→ **Required action**
Exact reproduction required: the lines below from the line with "commits. This should keep the DCO clean(er)" to the line with "LGTM, +1 to consolidated auto-commits.", both ends included, and no others.

→ **Dataset extract**
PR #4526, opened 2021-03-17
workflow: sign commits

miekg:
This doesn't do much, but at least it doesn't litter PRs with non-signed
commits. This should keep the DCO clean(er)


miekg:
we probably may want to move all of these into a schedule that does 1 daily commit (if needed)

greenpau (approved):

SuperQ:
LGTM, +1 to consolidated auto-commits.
==
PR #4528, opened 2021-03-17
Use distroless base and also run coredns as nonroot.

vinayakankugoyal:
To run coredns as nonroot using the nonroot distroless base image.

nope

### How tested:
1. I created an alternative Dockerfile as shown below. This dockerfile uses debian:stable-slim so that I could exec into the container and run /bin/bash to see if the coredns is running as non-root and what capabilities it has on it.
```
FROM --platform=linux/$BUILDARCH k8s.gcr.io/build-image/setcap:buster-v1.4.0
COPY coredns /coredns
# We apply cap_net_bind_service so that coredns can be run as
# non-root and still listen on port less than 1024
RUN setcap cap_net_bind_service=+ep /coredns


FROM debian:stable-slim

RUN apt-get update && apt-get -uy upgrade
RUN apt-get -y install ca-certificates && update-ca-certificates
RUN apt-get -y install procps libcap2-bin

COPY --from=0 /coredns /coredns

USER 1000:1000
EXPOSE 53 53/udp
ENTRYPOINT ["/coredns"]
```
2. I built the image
...
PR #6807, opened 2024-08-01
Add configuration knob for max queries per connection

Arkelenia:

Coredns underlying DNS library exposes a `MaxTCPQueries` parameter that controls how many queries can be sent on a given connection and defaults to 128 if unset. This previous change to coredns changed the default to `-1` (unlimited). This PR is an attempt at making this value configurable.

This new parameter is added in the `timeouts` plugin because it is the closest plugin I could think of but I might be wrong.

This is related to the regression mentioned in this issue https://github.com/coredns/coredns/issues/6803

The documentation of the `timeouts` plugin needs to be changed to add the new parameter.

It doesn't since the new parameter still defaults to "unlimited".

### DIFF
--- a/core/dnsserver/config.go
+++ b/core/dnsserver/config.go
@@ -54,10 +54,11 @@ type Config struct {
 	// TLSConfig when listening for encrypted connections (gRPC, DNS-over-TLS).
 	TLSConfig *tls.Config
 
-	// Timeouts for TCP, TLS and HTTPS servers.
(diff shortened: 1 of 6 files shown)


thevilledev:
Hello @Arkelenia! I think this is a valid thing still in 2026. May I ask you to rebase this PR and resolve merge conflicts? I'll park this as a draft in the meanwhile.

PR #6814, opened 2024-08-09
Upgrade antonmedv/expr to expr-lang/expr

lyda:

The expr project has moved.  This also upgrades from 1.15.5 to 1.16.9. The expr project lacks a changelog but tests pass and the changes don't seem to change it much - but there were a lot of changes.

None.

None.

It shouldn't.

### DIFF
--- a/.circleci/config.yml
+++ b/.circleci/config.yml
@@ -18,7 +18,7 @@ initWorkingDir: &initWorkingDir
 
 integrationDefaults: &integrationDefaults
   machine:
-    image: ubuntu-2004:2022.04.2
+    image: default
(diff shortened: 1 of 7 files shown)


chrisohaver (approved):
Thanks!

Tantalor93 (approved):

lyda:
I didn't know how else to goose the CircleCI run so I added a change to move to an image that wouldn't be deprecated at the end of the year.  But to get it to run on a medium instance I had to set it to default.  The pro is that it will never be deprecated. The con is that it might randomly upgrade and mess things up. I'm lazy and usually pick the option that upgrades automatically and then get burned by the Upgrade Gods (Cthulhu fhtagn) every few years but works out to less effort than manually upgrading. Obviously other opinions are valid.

→ **Your solution**
commits. This should keep the DCO clean(er)


miekg:
we probably may want to move all of these into a schedule that does 1 daily commit (if needed)

greenpau (approved):

SuperQ:
LGTM, +1 to consolidated auto-commits.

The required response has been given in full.